» **GOAL OF THE EXERCISE**: Write the records out again. Match them exactly.

=== Begin Enclosure ===

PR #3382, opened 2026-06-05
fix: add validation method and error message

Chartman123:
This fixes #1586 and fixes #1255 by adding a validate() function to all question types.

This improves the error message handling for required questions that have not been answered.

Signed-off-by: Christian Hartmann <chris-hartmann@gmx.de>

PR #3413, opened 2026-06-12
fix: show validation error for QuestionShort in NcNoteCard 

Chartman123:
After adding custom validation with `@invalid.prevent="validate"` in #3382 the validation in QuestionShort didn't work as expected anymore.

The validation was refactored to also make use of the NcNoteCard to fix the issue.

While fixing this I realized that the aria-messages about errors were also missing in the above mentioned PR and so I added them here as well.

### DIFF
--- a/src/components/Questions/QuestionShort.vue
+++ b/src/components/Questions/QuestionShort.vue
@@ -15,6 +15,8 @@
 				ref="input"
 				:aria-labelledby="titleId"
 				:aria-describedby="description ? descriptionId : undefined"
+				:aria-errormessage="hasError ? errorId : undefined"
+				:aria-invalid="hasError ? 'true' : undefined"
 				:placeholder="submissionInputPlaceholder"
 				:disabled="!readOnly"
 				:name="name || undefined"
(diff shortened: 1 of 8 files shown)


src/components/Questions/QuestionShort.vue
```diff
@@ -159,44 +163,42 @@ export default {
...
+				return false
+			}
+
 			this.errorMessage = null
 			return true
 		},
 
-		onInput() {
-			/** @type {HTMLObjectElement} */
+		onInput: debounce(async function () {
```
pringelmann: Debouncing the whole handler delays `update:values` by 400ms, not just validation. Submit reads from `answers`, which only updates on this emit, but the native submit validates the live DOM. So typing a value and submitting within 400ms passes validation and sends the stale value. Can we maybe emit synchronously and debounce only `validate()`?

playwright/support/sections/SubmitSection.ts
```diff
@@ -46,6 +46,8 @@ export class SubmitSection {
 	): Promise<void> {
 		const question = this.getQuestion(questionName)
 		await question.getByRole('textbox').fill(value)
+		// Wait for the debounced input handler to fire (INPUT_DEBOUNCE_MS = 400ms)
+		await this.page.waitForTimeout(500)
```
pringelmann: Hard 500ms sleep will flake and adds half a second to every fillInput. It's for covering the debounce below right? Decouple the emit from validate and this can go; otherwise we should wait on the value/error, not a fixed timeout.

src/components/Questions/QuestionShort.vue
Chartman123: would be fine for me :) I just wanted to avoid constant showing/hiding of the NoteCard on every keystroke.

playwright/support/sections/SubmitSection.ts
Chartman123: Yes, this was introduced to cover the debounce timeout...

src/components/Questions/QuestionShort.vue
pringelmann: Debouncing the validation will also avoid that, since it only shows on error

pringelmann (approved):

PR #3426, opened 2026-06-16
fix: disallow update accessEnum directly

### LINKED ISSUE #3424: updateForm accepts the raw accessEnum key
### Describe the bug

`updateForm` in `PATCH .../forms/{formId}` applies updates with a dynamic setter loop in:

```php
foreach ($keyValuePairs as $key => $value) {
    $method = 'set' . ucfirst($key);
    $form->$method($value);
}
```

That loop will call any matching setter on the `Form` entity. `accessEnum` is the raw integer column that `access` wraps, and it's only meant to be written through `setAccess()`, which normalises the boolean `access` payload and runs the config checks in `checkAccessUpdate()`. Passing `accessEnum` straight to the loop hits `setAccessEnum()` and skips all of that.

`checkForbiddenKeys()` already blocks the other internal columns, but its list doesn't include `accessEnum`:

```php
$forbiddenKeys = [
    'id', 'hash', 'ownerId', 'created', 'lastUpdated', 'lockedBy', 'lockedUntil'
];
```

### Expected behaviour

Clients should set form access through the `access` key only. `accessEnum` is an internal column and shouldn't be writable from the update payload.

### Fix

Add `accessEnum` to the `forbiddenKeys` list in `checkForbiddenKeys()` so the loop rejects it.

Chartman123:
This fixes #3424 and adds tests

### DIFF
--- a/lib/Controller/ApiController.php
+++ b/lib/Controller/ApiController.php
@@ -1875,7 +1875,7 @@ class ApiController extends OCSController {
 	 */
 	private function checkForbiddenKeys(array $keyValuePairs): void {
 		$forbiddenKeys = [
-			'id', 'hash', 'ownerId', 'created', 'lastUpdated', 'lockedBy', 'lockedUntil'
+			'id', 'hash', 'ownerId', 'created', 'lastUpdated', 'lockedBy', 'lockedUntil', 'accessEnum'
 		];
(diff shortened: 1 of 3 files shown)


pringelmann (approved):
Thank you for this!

=== End Enclosure ===

» **OUTPUT OF THE EXERCISE**:
PR #3382, opened 2026-06-05
fix: add validation method and error message

Chartman123:
This fixes #1586 and fixes #1255 by adding a validate() function to all question types.

This improves the error message handling for required questions that have not been answered.

Signed-off-by: Christian Hartmann <chris-hartmann@gmx.de>

PR #3413, opened 2026-06-12
fix: show validation error for QuestionShort in NcNoteCard 

Chartman123:
After adding custom validation with `@invalid.prevent="validate"` in #3382 the validation in QuestionShort didn't work as expected anymore.

The validation was refactored to also make use of the NcNoteCard to fix the issue.

While fixing this I realized that the aria-messages about errors were also missing in the above mentioned PR and so I added them here as well.

### DIFF
--- a/src/components/Questions/QuestionShort.vue
+++ b/src/components/Questions/QuestionShort.vue
@@ -15,6 +15,8 @@
 				ref="input"
 				:aria-labelledby="titleId"
 				:aria-describedby="description ? descriptionId : undefined"
+				:aria-errormessage="hasError ? errorId : undefined"
+				:aria-invalid="hasError ? 'true' : undefined"
 				:placeholder="submissionInputPlaceholder"
 				:disabled="!readOnly"
 				:name="name || undefined"
(diff shortened: 1 of 8 files shown)


src/components/Questions/QuestionShort.vue
```diff
@@ -159,44 +163,42 @@ export default {
...
+				return false
+			}
+
 			this.errorMessage = null
 			return true
 		},
 
-		onInput() {
-			/** @type {HTMLObjectElement} */
+		onInput: debounce(async function () {
```
pringelmann: Debouncing the whole handler delays `update:values` by 400ms, not just validation. Submit reads from `answers`, which only updates on this emit, but the native submit validates the live DOM. So typing a value and submitting within 400ms passes validation and sends the stale value. Can we maybe emit synchronously and debounce only `validate()`?

playwright/support/sections/SubmitSection.ts
```diff
@@ -46,6 +46,8 @@ export class SubmitSection {
 	): Promise<void> {
 		const question = this.getQuestion(questionName)
 		await question.getByRole('textbox').fill(value)
+		// Wait for the debounced input handler to fire (INPUT_DEBOUNCE_MS = 400ms)
+		await this.page.waitForTimeout(500)
```
pringelmann: Hard 500ms sleep will flake and adds half a second to every fillInput. It's for covering the debounce below right? Decouple the emit from validate and this can go; otherwise we should wait on the value/error, not a fixed timeout.

src/components/Questions/QuestionShort.vue
Chartman123: would be fine for me :) I just wanted to avoid constant showing/hiding of the NoteCard on every keystroke.

playwright/support/sections/SubmitSection.ts
Chartman123: Yes, this was introduced to cover the debounce timeout...

src/components/Questions/QuestionShort.vue
pringelmann: Debouncing the validation will also avoid that, since it only shows on error

pringelmann (approved):

PR #3426, opened 2026-06-16
fix: disallow update accessEnum directly

### LINKED ISSUE #3424: updateForm accepts the raw accessEnum key
### Describe the bug

`updateForm` in `PATCH .../forms/{formId}` applies updates with a dynamic setter loop in:

```php
foreach ($keyValuePairs as $key => $value) {
    $method = 'set' . ucfirst($key);
    $form->$method($value);
}
```

That loop will call any matching setter on the `Form` entity. `accessEnum` is the raw integer column that `access` wraps, and it's only meant to be written through `setAccess()`, which normalises the boolean `access` payload and runs the config checks in `checkAccessUpdate()`. Passing `accessEnum` straight to the loop hits `setAccessEnum()` and skips all of that.

`checkForbiddenKeys()` already blocks the other internal columns, but its list doesn't include `accessEnum`:

```php
$forbiddenKeys = [
    'id', 'hash', 'ownerId', 'created', 'lastUpdated', 'lockedBy', 'lockedUntil'
];
```

### Expected behaviour

Clients should set form access through the `access` key only. `accessEnum` is an internal column and shouldn't be writable from the update payload.

### Fix

Add `accessEnum` to the `forbiddenKeys` list in `checkForbiddenKeys()` so the loop rejects it.

Chartman123:
This fixes #3424 and adds tests

### DIFF
--- a/lib/Controller/ApiController.php
+++ b/lib/Controller/ApiController.php
@@ -1875,7 +1875,7 @@ class ApiController extends OCSController {
 	 */
 	private function checkForbiddenKeys(array $keyValuePairs): void {
 		$forbiddenKeys = [
-			'id', 'hash', 'ownerId', 'created', 'lastUpdated', 'lockedBy', 'lockedUntil'
+			'id', 'hash', 'ownerId', 'created', 'lastUpdated', 'lockedBy', 'lockedUntil', 'accessEnum'
 		];
(diff shortened: 1 of 3 files shown)


pringelmann (approved):
Thank you for this!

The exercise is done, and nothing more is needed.